Interpolation via weighted $l_1$ minimization

TL;DR

This paper introduces a weighted $l_1$ minimization method that simultaneously promotes sparsity and smoothness in function interpolation, extending compressive sensing concepts to structured sparse expansions.

Contribution

It proposes specific weight choices in $l_1$ minimization to improve function reconstruction, integrating smoothness and sparsity priors, and extends theoretical properties to weighted sparse expansions.

Findings

Achieves interpolation rates for functions with weighted $l_p$ coefficients.

Extends restricted isometry and null space properties to weighted sparse settings.

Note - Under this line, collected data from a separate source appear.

Issue #5611, opened 2023-01-22
Running a Firejail sandbox on librewolf inside the sway WM has issues with cursor hiding


FarisFiroz:
## Description
On a firejail sandboxed instance of librewolf on swayWM, if the cursor is changed inside the browser, it has trouble changing back. This is most notable when the cursor is hidden such as when viewing a video. Once this happens, the cursor is forever hidden inside that window. Moving the cursor outside the window fixes it, but moving the cursor back inside the window breaks it.

## Steps to reproduce
1. Use the default librewolf firejail profile and launch librewolf inside of firejail on swayWM.
2. Open a video of some sort (Youtube).
3. Put mouse over video or fullscreen and wait for mouse to hide.
4. Once mouse hides, move the mouse.

***Expected Behavior:*** Mouse unhides after moving it.
***Actual Behavior:*** Mouse continues to stay hidden after moving it.

## Extra testing
1. This issue is caused by firejail, running librewolf without firejail has no such issues.
2. This issue does not happen on KDE-PLASMA running wayland
3. This issue does not occur with chromium

## Supplemental Information
*Firejail version:* 0.9.70
*SwayWM version:* 1.7
*Distrobution:* NixOS 22.11

rusty-snake:
Can you test with `--noprofile`.

FarisFiroz:
Yes, --noprofile allows for it to work as expected. I did just notice something though. I have a qt mouse when running with --noprofile or when not sand-boxed at all, while on the librewolf.profile and firefox.profile side, I do not. I believe this may be relevant.

FarisFiroz:
I checked the console and now see this:

```
Gdk-Message: 10:01:17.733: Unable to load left_ptr from the cursor theme
```

but only when sandboxed with firejail. Thats a gtk error so honestly i'm a bit lost, maybe I was wrong in my last message about it being a qt cursor.

glitsj16:
> Gdk-Message: 10:01:17.733: Unable to load left_ptr from the cursor theme

See https://wiki.archlinux.org/title/Cursor_themes#Create_links_to_missing_cursors. In fact, that whole wiki page might be helpful to check. AFAIK mozilla browsers use GTK theming, so if you're using Qt cursor theme(s) this would make sense.

FarisFiroz:
> See https://wiki.archlinux.org/title/Cursor_themes#Create_links_to_missing_cursors. In fact, that whole wiki page might be helpful to check. 

[...]

PR #6858, opened 2025-08-13
docs: github: clarify how to attach logs

kmk3:
Link to the GitHub docs for attaching a file[1].

This should be more straightforward in most cases and would avoid
polluting the user profile with gists unnecessarily (which might get in
the way of using/managing other gists), especially over time when
dealing with many projects/issues/comments.

Keep the gist as a fallback option just in case the file attachment
feature randomly gets broken for an extended period of time, as the
GitHub web UI overall keeps getting slower and jankier over time.

Note: It seems that in both cases (attachment/gist), the file size limit
in the web UI is 25MB[2].

Relates to #5398.

Misc: This was noticed on #5611.

[1] https://docs.github.com/en/get-started/writing-on-github/working-with-advanced-formatting/attaching-files
[2] https://docs.github.com/en/repositories/working-with-files/managing-large-files/about-large-files-on-github#file-size-limits

### DIFF
--- a/.github/ISSUE_TEMPLATE/bug_report.md
+++ b/.github/ISSUE_TEMPLATE/bug_report.md
@@ -88,8 +88,14 @@ output goes here
 <summary>Output of <code>LC_ALL=C firejail --debug /path/to/program</code></summary>
 <p>
 
-<!-- If the output is too long to embed it into the comment,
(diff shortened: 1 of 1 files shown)


kmk3:
Cc: @rusty-snake

PR #6876, opened 2025-08-20
profiles: firefox-common: add a comment about mpris

amano-kenji:


etc/profile-a-l/firefox-common.profile
```diff
@@ -109,6 +109,8 @@ dbus-user.talk org.freedesktop.portal.Documents
 # Add the next line to firefox-common.local to allow screensharing under
 # Wayland.
 #dbus-user.talk org.freedesktop.portal.Desktop
+# Add the next line to firefox-common.local to allow media playback control through mpris.
+#dbus-user.own org.mpris.MediaPlayer2.firefox.*
```
kmk3, line 113: Move it above the other mpris comment:

```
# Add the next line to firefox-common.local to allow media playback control through mpris.
#dbus-user.own org.mpris.MediaPlayer2.firefox.*
# Add the next lines to firefox-common.local for plasma browser integration.
#dbus-user.own org.mpris.MediaPlayer2.plasma-browser-integration
```

kmk3 (changes requested):
I see now that this command is already enabled in firefox.profile, so why add
it in a comment here?

etc/profile-a-l/firefox-common.profile
amano-kenji: Done.

amano-kenji:
librewolf and other firefox-based browsers depend on firefox-common.profile. This is actually for librewolf.

kmk3 (approved):

PR #6879, opened 2025-08-24
Add comments indicating how to get qute-pass working in qutebrowser

JustinWayland:
Suffered from this shortfall over the past day, so I felt like contributing this back so no one else has to go through my pain.

Not really sure how to lay this out, both `noblacklist` and `whitelist` are required in qutebrowser.local to make this functionality work. Eliminating either causes qute-pass to error out.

Applicable to spherical harmonic and polynomial interpolation in multiple dimensions.

Abstract

Functions of interest are often smooth and sparse in some sense, and both priors should be taken into account when interpolating sampled data. Classical linear interpolation methods are effective under strong regularity assumptions, but cannot incorporate nonlinear sparsity structure. At the same time, nonlinear methods such as $l_1$ minimization can reconstruct sparse functions from very few samples, but do not necessarily encourage smoothness. Here we show that weighted $l_1$ minimization effectively merges the two approaches, promoting both sparsity and smoothness in reconstruction. More precisely, we provide specific choices of weights in the $l_1$ objective to achieve rates for functions with coefficient sequences in weighted $l_p$ spaces, $p<=1$. We consider the implications of these results for spherical harmonic and polynomial interpolation, in the univariate and multivariate setting. Along the way, we extend concepts from compressive sensing such as the restricted isometry property and null space property to accommodate weighted sparse expansions; these developments should be of independent interest in the study of structured sparse approximations and continuous-time compressive sensing problems.